[Data supplied — start]

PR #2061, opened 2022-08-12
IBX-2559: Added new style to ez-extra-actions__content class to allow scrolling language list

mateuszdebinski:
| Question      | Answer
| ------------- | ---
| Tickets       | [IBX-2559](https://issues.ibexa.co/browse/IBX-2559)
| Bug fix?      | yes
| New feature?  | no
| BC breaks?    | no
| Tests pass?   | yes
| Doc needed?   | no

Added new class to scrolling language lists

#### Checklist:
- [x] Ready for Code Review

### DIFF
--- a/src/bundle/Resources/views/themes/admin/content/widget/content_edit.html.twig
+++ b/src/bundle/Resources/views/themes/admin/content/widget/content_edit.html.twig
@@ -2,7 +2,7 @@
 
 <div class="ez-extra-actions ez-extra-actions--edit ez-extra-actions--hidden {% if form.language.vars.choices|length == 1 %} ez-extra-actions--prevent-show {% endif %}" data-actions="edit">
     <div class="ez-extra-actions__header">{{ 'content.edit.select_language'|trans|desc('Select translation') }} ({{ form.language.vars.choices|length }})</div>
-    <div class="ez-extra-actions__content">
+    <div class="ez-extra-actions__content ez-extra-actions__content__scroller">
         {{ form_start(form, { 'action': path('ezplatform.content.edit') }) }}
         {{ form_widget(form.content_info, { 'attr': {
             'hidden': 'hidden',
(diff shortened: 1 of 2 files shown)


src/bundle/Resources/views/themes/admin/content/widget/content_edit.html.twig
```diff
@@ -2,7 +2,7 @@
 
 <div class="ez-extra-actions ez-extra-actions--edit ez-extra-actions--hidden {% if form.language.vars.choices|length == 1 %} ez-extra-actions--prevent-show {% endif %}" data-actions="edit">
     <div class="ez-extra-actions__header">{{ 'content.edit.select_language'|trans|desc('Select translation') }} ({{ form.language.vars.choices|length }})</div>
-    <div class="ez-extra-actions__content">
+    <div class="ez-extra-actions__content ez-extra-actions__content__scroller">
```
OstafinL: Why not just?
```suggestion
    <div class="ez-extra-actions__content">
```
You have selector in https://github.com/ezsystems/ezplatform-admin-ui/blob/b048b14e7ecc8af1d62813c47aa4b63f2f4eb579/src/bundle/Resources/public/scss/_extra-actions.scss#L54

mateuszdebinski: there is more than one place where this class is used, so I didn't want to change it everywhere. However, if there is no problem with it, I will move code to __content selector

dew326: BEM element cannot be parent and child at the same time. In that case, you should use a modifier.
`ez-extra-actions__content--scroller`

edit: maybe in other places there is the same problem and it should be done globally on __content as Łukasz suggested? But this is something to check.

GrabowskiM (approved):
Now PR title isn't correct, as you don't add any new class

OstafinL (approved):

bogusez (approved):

[Data supplied — finish]

Restate the data above in full, keeping every word as it is.

Solution to this problem:
PR #2061, opened 2022-08-12
IBX-2559: Added new style to ez-extra-actions__content class to allow scrolling language list

mateuszdebinski:
| Question      | Answer
| ------------- | ---
| Tickets       | [IBX-2559](https://issues.ibexa.co/browse/IBX-2559)
| Bug fix?      | yes
| New feature?  | no
| BC breaks?    | no
| Tests pass?   | yes
| Doc needed?   | no

Added new class to scrolling language lists

#### Checklist:
- [x] Ready for Code Review

### DIFF
--- a/src/bundle/Resources/views/themes/admin/content/widget/content_edit.html.twig
+++ b/src/bundle/Resources/views/themes/admin/content/widget/content_edit.html.twig
@@ -2,7 +2,7 @@
 
 <div class="ez-extra-actions ez-extra-actions--edit ez-extra-actions--hidden {% if form.language.vars.choices|length == 1 %} ez-extra-actions--prevent-show {% endif %}" data-actions="edit">
     <div class="ez-extra-actions__header">{{ 'content.edit.select_language'|trans|desc('Select translation') }} ({{ form.language.vars.choices|length }})</div>
-    <div class="ez-extra-actions__content">
+    <div class="ez-extra-actions__content ez-extra-actions__content__scroller">
         {{ form_start(form, { 'action': path('ezplatform.content.edit') }) }}
         {{ form_widget(form.content_info, { 'attr': {
             'hidden': 'hidden',
(diff shortened: 1 of 2 files shown)


src/bundle/Resources/views/themes/admin/content/widget/content_edit.html.twig
```diff
@@ -2,7 +2,7 @@
 
 <div class="ez-extra-actions ez-extra-actions--edit ez-extra-actions--hidden {% if form.language.vars.choices|length == 1 %} ez-extra-actions--prevent-show {% endif %}" data-actions="edit">
     <div class="ez-extra-actions__header">{{ 'content.edit.select_language'|trans|desc('Select translation') }} ({{ form.language.vars.choices|length }})</div>
-    <div class="ez-extra-actions__content">
+    <div class="ez-extra-actions__content ez-extra-actions__content__scroller">
```
OstafinL: Why not just?
```suggestion
    <div class="ez-extra-actions__content">
```
You have selector in https://github.com/ezsystems/ezplatform-admin-ui/blob/b048b14e7ecc8af1d62813c47aa4b63f2f4eb579/src/bundle/Resources/public/scss/_extra-actions.scss#L54

mateuszdebinski: there is more than one place where this class is used, so I didn't want to change it everywhere. However, if there is no problem with it, I will move code to __content selector

dew326: BEM element cannot be parent and child at the same time. In that case, you should use a modifier.
`ez-extra-actions__content--scroller`

edit: maybe in other places there is the same problem and it should be done globally on __content as Łukasz suggested? But this is something to check.

GrabowskiM (approved):
Now PR title isn't correct, as you don't add any new class

OstafinL (approved):

bogusez (approved):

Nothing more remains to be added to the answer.